しかし忘れてはならないのは、当時自民党が不人気であったことだ。優位政党の地位を失う危険が現実的になっていた時期であったのだ。利益団体の候補が多く立つものの、政党の人気投票の面が強い比例代表制において、政党にだけでなく、名簿の中の1人の候補者に投じることもできる(どちらにするか選べる。名簿の中の個人への投票によって、名簿の候補の当選順が決まるのだが、各党の比例区における獲得議席も、党の得票と、党の名簿の候補者の得票の合計で決まる。つまり名簿の一候補者への投票が、その所属政党への投票になる)。自民党と書くのに抵抗がある有権者の票を、タレントなどの人気者や、個人としては評価されている人材を擁立することで、獲得することができるようにしたのである。これでは制度の改正前よりも、自民党に有利になることは間違いなかった(野党が、所属するメリットが大きい自民党よりも優秀な、あるいは目立つ人材を擁立することは、なかなか難しかったといえる)。

もちろん、改正前の比例代表制であっても、人気のある人物を名簿に含めることはできた。しかし自民党が嫌われていれば、いくら人気者が名簿に含まれていても、「自民党」とは書かれにくい。
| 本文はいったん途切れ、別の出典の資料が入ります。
Issue #531, opened 2024-04-15
Please give Lyumjev better DIA/PT/ED values before launching Loop Main 3.4.0?


oddst:
I really believe that Loop developers should change the current Lyumjev implementation from the very unfortunate idea that Lyumjev=FIASP, to giving Loop the values initially recommended by Dragan and confirmed by many members of LnL and most loopers in Norway using Lyumjev. I am aware of the previous argumentation that these values are not really that important, but seriously that argument would be the same as arguing that Loop in itself is pointless. Making these decisions less correct 288 times every day means that even smaller errors gets big when summarized. Yes, people have different metabolism, but that still does not mean that we should use numbers that is different from manufacturer data and what has been preferred by lots of experienced users.

Changing this now should not be argued against due to risk, since that would be the same as admitting that Loop is using bad values for Lyumjev. It seems very likely that this change will improve the situation for users (if using default values from Loop).

There are many users of Loop that have been using these recommended settings for Lyumjev, and with really good results.

It is about time that Loop changes the previous verdict to treat Lyumjev second-rate by not implementing more correct numbers.

Please do this before launching Loop Main 3.4.0, as this DIY environment otherwise will force a huge number of loopers to have to implement “individual patching” using webbrowser building with the much increased complexity that gives…!

DIA=300 (from 360)
PT=62    (from 55)
ED=5      (from 10)

motinis:
@oddst just wondering if you could provide some more information on that validation? Should it be equally applicable to children too?

oddst:
In my opinion, Loop developers did a clear mistake when they chose to treat Lyumjev = FIASP. When Lyumjev support was introduced in Loop, this shortcut was done by mistake. If you choose to say that Lyumjev works like FIASP, then you could similarly say that there are no need to treat Humalog og Novorapid/Novolog any different either.

Loop was created with an idea about more precise calculations than with PDM/Controllers very course calculations. The idea was that erronous settings and insulin absorption curves effect the solution much more negatively due to calculations every 5 minutes. 

But with the introduction of Lyumjev, unfortunately Loop developers argued the opposite - that the 5 minute calculations made in unnecessary to have values that better suited Lyumjev. 

I originally asked the creator of today's insulin and carbs models in Loop (Dragan) if he could look at how Lyumjev best could be introduced in Loop. His response was the suggestions above. 

These suggestions was also the consensus from other early users of Lyumjev as well. 

[...]

PR #580, opened 2025-12-03
Update lyumjev peak to 45 minutes

marionbarker:
## Purpose

Modify the lyumjev peak from 55 minutes to 45 minutes.

The lyumjev exponential model parameters match those of the fiasp model (code before this PR)
* See my comment in [LoopKit Issue 531](https://github.com/LoopKit/LoopKit/issues/531#issuecomment-3348633407)
* This issue was primarily focused for Loop Users
* Now, these insulin models are also used for Trio which modifies the exponential model:
   * In Trio, the actionDuration for all insulins is modified to a default value of 10 hours
   * The longer actionDuration modifies the shape of the curve in the early hours following delivery
* The request from Trio developers is to change the peakActivity from 55 to 45 minutes
   * This simplifies the use of lyumjev for Trio users in that they no longer need to manually modify that parameter

## Consequence

If this is accepted, then it will be announced that anyone who currently uses the lyumjev model needs to be aware that the peak time is different. If they got better results with Loop before the change, they can select the fiasp model instead.

The [comment](https://github.com/LoopKit/LoopKit/issues/531#issuecomment-3348890351) from @damonbayer is that Loop users will not notice much difference.

Evidently Trio users are affected more by this change.

### DIFF
--- a/LoopKit/Insulin/ExponentialInsulinModelPreset.swift
+++ b/LoopKit/Insulin/ExponentialInsulinModelPreset.swift
@@ -42,7 +42,7 @@ extension ExponentialInsulinModelPreset {
         case .fiasp:
             return .minutes(55)
         case .lyumjev:
-            return .minutes(55)
+            return .minutes(45)
         case.afrezza:
             return .minutes(29)
         }


dnzxy:
Just wanted to add here: while EMA's official publications for PK and PD seem to point to ~57min (so probably closer in line with 55min), a 45min peak for Lyumjev has been the default for AndroidAPS' exponential insulin modeling for quite a while, and we have some publications/data that also show earlier than 55min peak. It's sensible change, so we definitely welcome it – irrespective of what we model wrt. DIA or a user-customizable peak in Trio beyond the default peak time dictated by insulin selection.

ps2:
@dnzxy Could you add links for "publications/data that also show earlier than 55min peak"?

dnzxy:
- Profil (presented at ATTD 2020 in Madrid) discussed this; no link to that, sorry.
- This points to an earlier "bulk" of insulin action, interpreted as effective peak being earlier than the EMA labelled 57 min. 
https://www.ovid.com/journals/domet/fulltext/10.1111/dom.14094~ultra-rapid-lispro-lowers-postprandial-glucose-and-more
- There are several publications out of the OSAID community around this topic. David Burren, Tim Street, and Bernd Herppichböhm have written on the matter
  - https://www.diabettech.com/lyumjev/insulin-lyumjev-not-as-urli-as-i-expected/
  - https://bionicwookiee.com/2021/12/26/lyumjev/
  - https://www.diabettech.com/wp-content/uploads/2020/10/Lyumjev_w.UAM-week_Be_13Oct20.pdf
- As pointed out earlier, AndroidAPS uses a 45min peak. Trio users also are advised and typically use a custom peak of 45min when using Lyumjev. I suspect that’s be n in the multiple hundreds, if not thousands :) 

Edited to add a few links and also to point to this discussion on Loop Zulip where also lower peak times where discussed.

ps2:
Thanks for adding links. Reading through those, it seems like all the observed curves show later times, like 55 minutes or more for peak? 

I'm not surprised that people are having ok results with an earlier peak. These details on timing are pretty small when all the other sources of noise/variation are considered, and the effect on dosing is very small. But that's not much of an argument for changing it; the argument that people aren't having problems with an earlier peak. 

Seems like the best evidence for what we should actually expect for effects is showing that 55 or later is probably more appropriate.  Or am I missing something?

dnzxy:
> Thanks for adding links. Reading through those, it seems like all the observed curves show later times, like 55 minutes or more for peak?

Anytime :) I'm not really sure how you are reading later times out of them. All I can say, is that a majority of the OS-AID community (the oref portion) has been running with a Lyumjev peak time of 45min for a long time, so it would be great to see that adjusted/updated.

From reading over the initial insulin modeling issue and PR it seems like (I am deliberately paraphrasing very casually, no offense to Damon or anyone else) it was a "well, for Lyum, no idea man, let's just go with Fiasp, it'll be okay" and that's what's been implemented over the years. In a more recent comment, linked by Marion above, he also said that while there may not be a lot of proof from what he can tell for a lowered peak, there also is not really much for the current status quo — so from where I am standing, it makes sense to take a step back, look at this from a perspective of "the entire OS-AID ecosystem" and align the peak times across the operating systems.

Open to discussing pro's and con's, as always. 

PS: thanks for enganging in this Pete :)

damonbayer:
> "well, for Lyum, no idea man, let's just go with Fiasp, it'll be okay" and that's what's been implemented over the years. In a more recent comment, linked by Marion above, he also said that while there may not be a lot of proof from what he can tell for a lowered peak, there also is not really much for the current status quo — so from where I am standing, it makes sense to take a step back, look at this from a perspective of "the entire OS-AID ecosystem" and align the peak times across the operating systems.

This is a fair characterization of my view. For what it's worth, I have used both Lyumjev and Fiasp with Loop and didn't feel like the insulin absorption model caused any issues.

> * In Trio, the actionDuration for all insulins is modified to a default value of 10 hours

If Trio is able to modify the default `actionDuration` parameter, I don't see why they can't also modify the default peak parameter. Why do users have to change it themselves?

dnzxy:
@damonbayer because there‘s a difference in how oref systems treat insulin peak and DIA. DIA is part of the therapy profile, and we just set the default value to something different; it can still be customized by the user. We don’t default the custom peak setting to true and immediately set it based on insulin selection. That’d be a different thing, but is probably also not really important here. 

Trio is not really the point here, tbf, having a peak that aligns with what is used across systems is. 

You can make the argument that this would be consistency out of principle, that is fair. It’s still worth doing in our view, which is why we asked Marion to PR it :)

tim2000s:
Hi guys, I think your holding the peak time to 55 minutes plus based on data that links to clamp studies misses the point about dosing sizes in AID systems, and the resultant effective peak size. 

I've run an observational study against multiple users on Trio and AAPS and the smaller average SMB size points at a peak much closer to 40-45 minutes than the large sizes used in the clamps. 

Paper attached. 
[insulin-kinetics-paper-2026-08-05.pdf](https://github.com/user-attachments/files/30761233/insulin-kinetics-paper-2026-08-05.pdf)

damonbayer:
@tim2000s The typical observed peak being less than 55 minutes is notable, but we also see estimates as low as 8 minutes and as high as 112 minutes. Makes me skeptical of the quality of the methodology, as does the very llm-sounding prose.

それに非拘束名簿式と違って、以前の拘束名簿式では、全候補者の順位を決めなければならず、現職の議員が高い順位を期待する中で、党外にあった人気者を高い順位にすれば波風が立つし、低い順位では人気者に立候補を了承してもらいにくい。

さて、1党優位なのだから当然と言えば当然だが、第1、2党以外に優秀な政党が現れても、自民党に有利で、現状打破が難しい選挙制度では、勝ち目はない。都市部、またはごく一部の地域で躍進することはできても、全国的に支持を広げることは、不可能に近いのが現実だ。

2大政党に代わる政党として、有権者は姿勢、政策の明確な政党を求める。しかしはっきりすればするほど、支持者は減ってしまう(無党派層を全て固めれば勝てたとしても、それは実際には難しく、姿勢をはっきりして脱落者を出すような余裕は、非優位政党にはない)。

民主党が第3党から第2党になれたのは、第2党であった新進党が粉々になったからだし、日本維新の会(大阪派)が、分裂を繰り返しながらも一定の議席を得ているのは、大阪に地盤が偏っているからである(衆議院では議席数が非常に少ないが、希望の党に食われた面もあるかも知れないから、まだ分からない)。これが完全な比例代表制であれば、議席を伸ばしていきやすいし、キャスティングボートを握って、それをてこに、有権者に浸透することもできる。総選挙後に多数派形成の駆け引きが展開されたり、連立政権が常態化して政治が不安定になったりするデメリットはあるが、風通しを良くし、無意味な繰り返しを脱するには、やはり良いのではないだろうか。